**Task requirements**
Within the records, find every line that includes the word "admin" and copy it.

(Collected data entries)
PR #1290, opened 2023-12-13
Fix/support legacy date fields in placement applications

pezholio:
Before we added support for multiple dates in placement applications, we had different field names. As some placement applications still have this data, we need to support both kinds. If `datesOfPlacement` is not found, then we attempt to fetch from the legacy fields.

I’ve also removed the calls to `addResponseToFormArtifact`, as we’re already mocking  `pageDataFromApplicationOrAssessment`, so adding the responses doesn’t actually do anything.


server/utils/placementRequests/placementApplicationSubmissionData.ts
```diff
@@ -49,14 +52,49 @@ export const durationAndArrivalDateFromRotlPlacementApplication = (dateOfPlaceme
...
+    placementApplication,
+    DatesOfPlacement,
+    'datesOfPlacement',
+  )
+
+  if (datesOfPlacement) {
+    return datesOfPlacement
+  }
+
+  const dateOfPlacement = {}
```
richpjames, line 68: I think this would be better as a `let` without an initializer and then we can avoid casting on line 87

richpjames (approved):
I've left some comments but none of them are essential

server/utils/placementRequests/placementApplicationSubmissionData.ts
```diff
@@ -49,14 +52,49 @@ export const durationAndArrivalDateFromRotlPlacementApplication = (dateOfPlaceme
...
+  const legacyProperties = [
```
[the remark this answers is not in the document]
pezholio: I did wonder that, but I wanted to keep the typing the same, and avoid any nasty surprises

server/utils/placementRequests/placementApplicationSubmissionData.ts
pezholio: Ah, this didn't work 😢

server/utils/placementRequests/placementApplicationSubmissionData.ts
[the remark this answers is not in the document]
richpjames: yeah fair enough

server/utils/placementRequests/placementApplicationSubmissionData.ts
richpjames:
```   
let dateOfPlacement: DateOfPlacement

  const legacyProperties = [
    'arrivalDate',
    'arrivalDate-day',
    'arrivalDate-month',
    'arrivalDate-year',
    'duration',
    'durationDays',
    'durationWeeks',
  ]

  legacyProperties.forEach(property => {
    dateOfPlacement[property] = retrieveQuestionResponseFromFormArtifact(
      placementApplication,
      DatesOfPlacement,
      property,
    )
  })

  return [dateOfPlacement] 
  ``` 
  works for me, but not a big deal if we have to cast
...
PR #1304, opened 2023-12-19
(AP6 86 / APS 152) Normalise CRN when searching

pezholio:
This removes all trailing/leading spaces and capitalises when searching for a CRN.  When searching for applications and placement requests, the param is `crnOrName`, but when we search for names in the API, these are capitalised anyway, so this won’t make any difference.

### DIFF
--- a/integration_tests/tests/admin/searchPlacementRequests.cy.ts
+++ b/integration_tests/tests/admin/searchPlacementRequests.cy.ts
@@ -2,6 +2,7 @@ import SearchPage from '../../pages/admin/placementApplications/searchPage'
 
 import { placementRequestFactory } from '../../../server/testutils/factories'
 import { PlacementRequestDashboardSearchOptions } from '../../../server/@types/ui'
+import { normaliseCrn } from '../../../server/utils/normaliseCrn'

**Reply**
--- a/integration_tests/tests/admin/searchPlacementRequests.cy.ts
+++ b/integration_tests/tests/admin/searchPlacementRequests.cy.ts
@@ -2,6 +2,7 @@ import SearchPage from '../../pages/admin/placementApplications/searchPage'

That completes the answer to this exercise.